5. Experimental Results and Benchmarks
FedMLSecurity and FedDefender supply quantitative benchmark results on various datasets (CIFAR-10/100, FEMNIST, TinyImageNet, Shakespeare, PubMedQA, 20News) and model types (ResNet, CNN, RNN, BERT, Pythia-1B).
Server-side defenses (FedMLDefender) demonstrate:
- On CIFAR-10 (10 clients, 10% malicious, non-IID, ResNet20):
- FedAvg (no attack): 82.4% test accuracy
- + Label-flip: 75.8%
- + Random Byzantine: 24.7%
- + Random Byzantine + m-Krum(5): 80.3%
- + Random Byzantine + RFA: 60.1%
- + Random Byzantine + Foolsgold: 65.5%
- On LLMs (PubMedQA, Pythia-1B):
- FedAvg (no attack): test loss 1.20
- + Random Byzantine: 2.95
- + m-Krum(m=2): 1.33
FedDefender (client-side) yields:
- Label-flip attack, 20% malicious clients, non-IID data, CIFAR-10:
- FedAvg + FedDefender: 78.2% (vs. 68.8% baseline, +9.4%)

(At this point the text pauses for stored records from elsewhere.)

PR #541, opened 2015-06-18
Allow `undefined` to be passed to optional params

### LINKED ISSUE #437: Inconsistent behavior when passing `undefined` to a function
@gabelevi points out that [this doesn't type check][1]:

```javascript
function foo(x?: number) {}

function bar() {
    foo(undefined);
}
```

It seems like it should.

There is an observable distinction between `foo(undefined)` and `foo()` in that `arguments.length` will have a different value. So there is an argument that the current behavior isn't totally wrong. But distinguishing between an explicit and implicit `undefined` is generally considered bad API design.

From IRC:

danvk: flow-help: I’m puzzled by the error in this gist: https://gist.github.com/danvk/894d978ee9229400b72c
danvk: I’m passing a value that’s Object|undefined to a constructor that expects an optional Object parameter
danvk: which seems like it should be OK
glevi: Like this is an error: http://tryflow.org/#90ca4cbbaf98fe3d5c14eb8a8e2c53e1
glevi: But this is not: http://tryflow.org/#434a04ebff6649df1f66f222e453c75d
glevi: danvk: Sure...we seem to be somewhat inconsistent with what we let flow into an optional param...this doesn't work either: http://tryflow.org/#c788cea5d233f6449ee51b6d75297dbf

[1]: http://tryflow.org/#c788cea5d233f6449ee51b6d75297dbf

samwgoldman:
There is already a flow for `VoidT ~> OptionalT`, but in the case of
function parameters, `multiflow` actually unwraps the `OptionalT`, so by
the argument flows into the parameter, flow isn't able to detect this
case.

I fixed this by adding a redundant case to `multiflow` instead of a
larger overhaul that would use the existing flow.

Note that functions with default argument values use the same mechanism
as optional parameters. The included test ensures that the default
expression type still flows correctly.

Fixes #437

### DIFF
--- a/src/typing/flow_js.ml
+++ b/src/typing/flow_js.ml
@@ -4238,29 +4238,19 @@ and multiflow_partial cx trace ?strict = function
   *)
   | (_,[]) -> []
 
-  | ([],(OptionalT t)::touts) -> (OptionalT t)::touts
-
-  | ([RestT tin],(OptionalT tout)::touts) ->
-    rec_flow cx trace (tin, tout);
-    multiflow_partial cx trace ?strict ([RestT tin],touts)
-
-  | ((OptionalT tin)::tins,[RestT tout]) ->
-    rec_flow cx trace (tin,tout);
-    multiflow_partial cx trace ?strict (tins,[RestT tout])
-
   | ([RestT tin],[RestT tout]) ->
     rec_flow cx trace (tin,tout);
     []
 
-  | (tins,[RestT tout]) ->
-    tins |> List.iter (fun tin ->
-      rec_flow cx trace (tin,tout);
-    );
-    [RestT tout]
+  | ([RestT tin],tout::touts) ->
+    rec_flow cx trace (tin,tout);
+    multiflow_partial cx trace ?strict ([RestT tin], touts)
 
-  | (tin::tins,(OptionalT tout)::touts) ->
-    rec_flow cx trace (tin,(OptionalT tout));
-    multiflow_partial cx trace ?strict (tins,touts)
+  | (tin::tins,[RestT tout]) ->
+    rec_flow cx trace (tin,tout);
+    multiflow_partial cx trace ?strict (tins, [RestT tout])
+
+  | ([],[RestT _]) -> []
 
   | ([],ts) ->
     (match strict with
--- a/src/typing/flow_js.ml
+++ b/src/typing/flow_js.ml
@@ -4248,6 +4248,9 @@ and multiflow_partial cx trace ?strict = function
     rec_flow cx trace (tin,tout);
     multiflow_partial cx trace ?strict (tins,[RestT tout])
 
+  | ((VoidT _)::tins,(OptionalT _)::touts) ->
+    multiflow_partial cx trace ?strict (tins,touts)
+
   | ((OptionalT tin)::tins,(OptionalT tout)::touts)
   | (tin::tins,(OptionalT tout)::touts) ->
     rec_flow cx trace (tin,tout);
--- a/src/typing/flow_js.ml
+++ b/src/typing/flow_js.ml
@@ -4248,14 +4248,6 @@ and multiflow_partial cx trace ?strict = function
     rec_flow cx trace (tin,tout);
     multiflow_partial cx trace ?strict (tins,[RestT tout])
 
-  | ((VoidT _)::tins,(OptionalT _)::touts) ->
-    multiflow_partial cx trace ?strict (tins,touts)
-
-  | ((OptionalT tin)::tins,(OptionalT tout)::touts)
-  | (tin::tins,(OptionalT tout)::touts) ->
-    rec_flow cx trace (tin,tout);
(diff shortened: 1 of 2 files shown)


samwgoldman:
There's another case that this doesn't fix:

```javascript
function foo(x?: number) {}
function foo2(x?: number) {
  foo(x) // ok
}
function foo3(o: { x?: number }) {
  foo(o.x) // fails?
}
```

Not sure what's going on there, though.

avikchaudhuri:
@samwgoldman Cool, I recently fixed a related issue in multiflow that doesn't cover this, but FYI nevertheless for rebasing etc.: https://github.com/facebook/flow/commit/32acbe7ff087f0b0d3930d1f59ade5b05f7ed6a3

samwgoldman:
@avikchaudhuri Saw it! That's what made me remember this issue & helped me know where to look ;)

samwgoldman:
@avikchaudhuri I pushed [a commit](https://github.com/samwgoldman/flow/commit/04d964e4180d05108c7970f64f2828704b18927f) that does just what you suggested, and that works. Thinking about this more, I realized that I could actually [simplify more aggressively](https://github.com/samwgoldman/flow/commit/5bf35a934e198ff3e58325d583d656bb4c871f1c), which I committed separately.

Can you see any case where the cases I landed on are insufficient?

avikchaudhuri:
This is excellent! Let's try to prove your aggressive simplification correct as follows: take every case in the original code and see that we get the same constraints in the new code. I briefly went through that exercise and couldn't find any errors. Can you?

samwgoldman:
Thanks for pushing me to be rigorous about this change. I have attempted to do so case-by-case, below. I think I identified a small difference regarding VoidT lower bounds, which I bolded for easy identification, but maybe I am mistaken—still wrapping my head around this stuff.

---

Here is a list of the previous cases in this function.

    | (_,[]) -> []

Still there. Still first.

    | ([],(OptionalT t)::touts) -> (OptionalT t)::touts

Will be handled by the `([],ts)` case, which will delegate to existing normal
flows when `strict = Some reason`. Before this was a noop, and now we will run
through `(VoidT, OptionalT)` flows, which are also noops, so OK.

    | ([RestT tin],(OptionalT tout)::touts) ->
      rec_flow cx trace (tin, tout);
      multiflow_partial cx trace ?strict ([RestT tin],touts)

Will be handled by the `([RestT tin],tout::touts)` case, which will use the flow
for `(tin,(OptionalT tout))`, which is similar to existing behavior except for
unwrapping the `OptionalT`. The existing `(VoidT, OptionalT)` and
`(t1, OptionalT(t2))` flows make this equivalent.

    | ((OptionalT tin)::tins,[RestT tout]) ->
      rec_flow cx trace (tin,tout);
      multiflow_partial cx trace ?strict (tins,[RestT tout])

Will be handled by the `(tin::tins,[RestT tout])` case, which will use the flow
for `((OptionalT tin),tout)`, which is similar to existing behavior except for
unwrapping the `OptionalT`. The existing flow for `(OptionalT(t), _)` will pick
this up, and accumulate two lower bounds: `VoidT` and `t`. I believe this is
actually **different behavior** (before we didn't create a `VoidT` lower bound), but
I think that it is correct.

    | ((OptionalT tin)::tins,(OptionalT tout)::touts)
    | (tin::tins,(OptionalT tout)::touts) ->
      rec_flow cx trace (tin,tout);
      multiflow_partial cx trace ?strict (tins,touts)

Mostly the same as the two above cases. The  **different behavior** is the lower
bound `OptionalT` now picks up a lower bound `VoidT`, where it did not before.

    | ([RestT tin],[RestT tout]) ->
      rec_flow cx trace (tin,tout);
      []

Same case, just moved around.

    | (tins,[RestT tout]) ->
      tins |> List.iter (fun tin ->
        rec_flow cx trace (tin,tout);
      );
      [RestT tout]

This same case exists, but instead of iterating through all `tins`, the new code
only handles one and recurses on the rest. This rule is replaced by two rules,
one for non-nil tins, one for nil.

    | ([],ts) ->
      (match strict with
      | Some reason_op ->
          let reason = replace_reason
            "undefined (too few arguments, expected default/rest parameters)"
            reason_op
          in
          ts |> List.iter (fun t -> rec_flow cx trace (VoidT reason, t))
      | None -> ()
      );
      ts

Same rule exists unchanged, but it is used in more cases (described above) and
has the correct semantics for those cases.

    | (tin::tins,tout::touts) ->
      rec_flow cx trace (tin,tout);
      multiflow_partial cx trace ?strict (tins,touts)

Base case. Unchanged, but picks up more cases (described above) and has the
correct semantics for those cases.

samwgoldman:
Merged with recent master to get over merge conflicts. Only difference is I return the `[RestT tout]` in the `([], [RestT tout])` case, because your intermediate commit did, even though the return value is just ignored.

samwgoldman:
@avikchaudhuri is that the kind of analysis you were looking for?

avikchaudhuri:
@samwgoldman yeah this looks great. And it fixes a couple of cases, too!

- Multi-Krum + FedDefender: 81.9% (vs. 73.1%, +8.8%)
- Informed attacks (LIE, STAT-OPT, DYN-OPT):
- Multi-Krum only (LIE): 41.5%, +FedDefender: 46.3% (+4.8%)
- Residual-Base (STAT-OPT): 70.2%, +FedDefender: 77.8% (+7.6%)
Consistent improvements of 10–20% (last and best) accuracy reported across tested server-side defenses and datasets. Accuracy trajectory plots indicate both higher peak and smoother learning under heavy attack when FedDefender is layered atop existing defenses.
6. Usage, Extension, and Limitations
- Integration: FedDefender operates in Step 2 ("Local model train") of FL pipelines. No server-side code changes required. Delta updates sent to the server can be robustly aggregated as usual.
- Extensibility: To add a new attack or defense, subclass FedMLAttacker/FedMLDefender and implement the specific hook. Register the strategy in the module boolean selectors.
- Configuration: All components use a unified YAML configuration (attack/defense type, hyperparams).
- Limitations:
- FedDefender assumes a trusted server for correct aggregation.
- Designed for untargeted (not backdoor) poisoning; does not explicitly counter backdoors.
- Overhead is 1.5x–2x standard client update cost.
- Effectiveness degrades with attack rates >40%, or if hyperparameters are not carefully selected.
- Benchmark usage: Initial validation recommended with small-scale settings and fixed seeds; scaling to hundreds of clients or LLMs advised only after validation and profiling.
7. Context and Impact
The modular attacker/defender paradigm enables reproducible evaluation of federated learning resilience, accelerates benchmarking of new attacks and defenses, and promotes composability for multi-layered security. By decoupling attack and defense from the FL core, frameworks such as FedMLSecurity facilitate easy adaptation to new models or system layouts, lowering the barrier for robust FL research. The introduction of client-side defense mechanisms such as FedDefender advances the field by offering plug-in robustness without the need for server-side modifications, complementing the previously server-centric defense ecosystem and providing empirical accuracy improvements against a range of threat scenarios (Park et al., 2023, Han et al., 2023).